Because you have control over the abstractions. You have control over what goes into the context. You have control over updating those abstractions and prompts based on your context. You have control over choosing your models instead of depending on models supported by the library or the tool you're using.

>As an aside - models are getting explicitly trained to use tool calls rather than custom things.

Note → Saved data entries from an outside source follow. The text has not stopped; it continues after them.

PR #122, opened 2026-07-13
fix: 8k-token stack overflow in MLA attention (fixed sc[8192] score buffer)

Scottcjn:
## The bug

The MLA attention path holds one score per attended key in a fixed-size `float sc[8192]` on the stack (both the absorb/decode loop and the dense/prefill loop). On layers that run DSA sparse selection, `nt` is capped at `index_topk` (~2048), so it fits. But on layers **without** selection — the `first_k_dense_replace` dense layers, or any run with the indexer off — `nt` is the full context length. Prefill a prompt longer than **~8192 tokens** and the score loop writes past `sc[8192]` and smashes the stack.

## Reproduction

On GLM-5.2, any prompt over ~8k tokens crashes at `prefill layer 1` (a dense layer). Captured on a POWER8 build: a SIGSEGV with the fault address in the stack region and a float-store faulting instruction — textbook stack overflow. A 2,827-token prompt worked; a 12,334-token prompt died ~40s in, every time.

Raising the stack limit only *hides* it: the out-of-bounds writes still clobber adjacent stack state, so a longer prompt would produce silently wrong output rather than crash. The buffer has to leave the stack.

## The fix

Heap-size the score buffer to `nt` in both attention loops. No behavioral change on prompts that already fit — the computation is identical, the buffer is just correctly sized.

## Validation

- Token-exact after the change: teacher-forcing 32/32 and greedy 20/20 vs the transformers oracle.
- The 12,334-token prompt that reliably segfaulted at ~40s now runs 18+ minutes past that point with no crash.

Arch-independent: reproduced on a POWER build, but the fixed stack array overflows the same way on x86 at the same context length.

### DIFF
--- a/c/glm.c
+++ b/c/glm.c
@@ -472,6 +472,22 @@ static void quant_scratch(size_t xn, size_t sn, int8_t **xq, float **sx){
     *xq=g_qscratch.xq; *sx=g_qscratch.sx;
 }
 
+/* Per-thread attention score scratch (mirrors g_qscratch). Holds one score per
+ * attended key; nt reaches the full context on layers without DSA selection, so
+ * a fixed sc[8192] stack array smashed the stack past ~8k tokens. A thread-local
+ * buffer that grows only when a longer context needs it avoids both that overflow
+ * and a malloc/free per (s,h) in the parallel attention loops. */
+static _Thread_local float *g_scscratch=NULL; static _Thread_local size_t g_scscratch_cap=0;
+static float *score_scratch(int nt){
+    size_t n = nt>0 ? (size_t)nt : 1;
+    if(n>g_scscratch_cap){
+        float *p=realloc(g_scscratch,n*sizeof(float));
+        if(!p){ fprintf(stderr,"OOM attention scores\n"); exit(1); }
+        g_scscratch=p; g_scscratch_cap=n;
+    }
+    return g_scscratch;
+}
+
 static void matmul_qt(float *y, const float *x, QT *w, int S){
 #ifdef COLI_CUDA
     /* The CUDA backend owns persistent copies only for model-resident tensors.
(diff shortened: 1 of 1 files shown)


dnnspaul:
Your diagnosis is spot-on, but I think this may already be fixed on `main` — worth checking before you spend more time on it.

**#110 (`342ceaf`, merged 08:52 today) removed exactly this buffer**: *"attention: heap per-thread score buffers — fix stack overflow past 8192 ctx on non-DSA snapshots (both absorb + dense paths, oracle-exact)"*. On current `main`:

```console
$ git show origin/main:c/glm.c | grep -c 'float sc\[8192\]'
0
```

The standalone `attention()` body your diff patches (around line 1203) was also refactored away — `attention()` at :1630 is now a thin wrapper over `attention_rows()`, and both score buffers there are `falloc`'d. This PR was opened at 15:17, so it looks like the branch predates #110 landing rather than anything being wrong with the analysis.

One thing I'd flag if you do rebase: #110 allocates **one per-thread buffer per layer**, whereas this patch does `malloc`/`free` **inside the OpenMP loop, per (sequence, head)** — that's an allocation per head per row in the hottest loop in the engine. Even where it's correct it would likely cost measurable throughput.

**Your repro is valuable independently, though**, and it corroborates something I'm hitting right now: I'm running an 11,102-token prompt (an agentic client's system prompt + tool schemas) on the real 744B model, and it grinds at prefill layer 1 with zero disk I/O — same fingerprint as yours, same context range. On post-#110 `main` it isn't a stack smash, it's just **O(T²) attention with no DSA**: the pre-converted HF int4 repos ship **no `out-idx-*` weights**, so the lightning indexer never engages and `nt` is the full context on *every* layer, not just the dense ones. I'm extracting the indexer weights now (`--indexer`, 20 shards) to confirm that's what makes long contexts tractable.

So if you can still reproduce a crash on **current** `main` (not a pre-#110 base), that's a different and still-live bug and I'd very much like to see it — there is one more sizing bug in that same function that #110 didn't catch (batched serve path: #117).

Scottcjn:
Revised the fix after an adversarial review pass. The first version heap-allocated the score buffer per (s,h) iteration, which (1) put a malloc/free in the hot parallel attention loop and (2) called exit() on OOM from inside an OpenMP worker. The current version uses a per-thread growing scratch buffer (score_scratch) modeled on the existing g_qscratch in the same file: allocated once per thread, grown only when a longer context needs it, reused across iterations, with the OOM check only on grow. Same correctness (token-exact vs the oracle, TF 32/32 / greedy 20/20), no per-iteration allocation, no fixed cap.

JustVugg:
Thank you for this, @Scottcjn — the analysis is exactly right, and you found it independently. The catch: the same bug was already fixed in **#110** (merged to `main`), which moved that score buffer off the stack entirely — `float sc[8192]` no longer exists anywhere in `main` or `dev` (it's now a heap allocation sized by context length, so >8k prompts grow the buffer instead of smashing the stack). That's why this PR shows as CONFLICTING: it edits code that's already gone.

I verified before writing this: `grep 'float sc\[' c/glm.c` is empty on current `main`. So there's nothing left to fix here — but you spotted a genuine bug on your own, and a *related* sizing bug in the batched serve path (also in this buffer) just landed as #117. If you can still reproduce a >8k-token crash on current `main`, please reopen with the trace — I'd take that very seriously. Closing as already-fixed by #110, with thanks.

That's great,but also they are great at generating code and guess what the code does? Calls functions.

thrown-0825•1h ago
as is tradition the younger generation of devs are going to get burned by hype vaporware and create a whole ecosystem of orphaned protocols and tools

reminds me of the early 2000’s and all the nosql trash

zorobo•51m ago
I promise, it's the last one we'll ever need https://en.wikipedia.org/wiki/The_Last_One_%28software%29
sethaurus•50m ago
One really nice thing about using LLMs as components is that they just generate text. We've taught them to sometimes issue JSON messages representing a structured query or command, but it still comes out of the thing as text; the model doesn't have any IO or state of its own. Then the actual program can then decide what, if anything, to do with that structured request.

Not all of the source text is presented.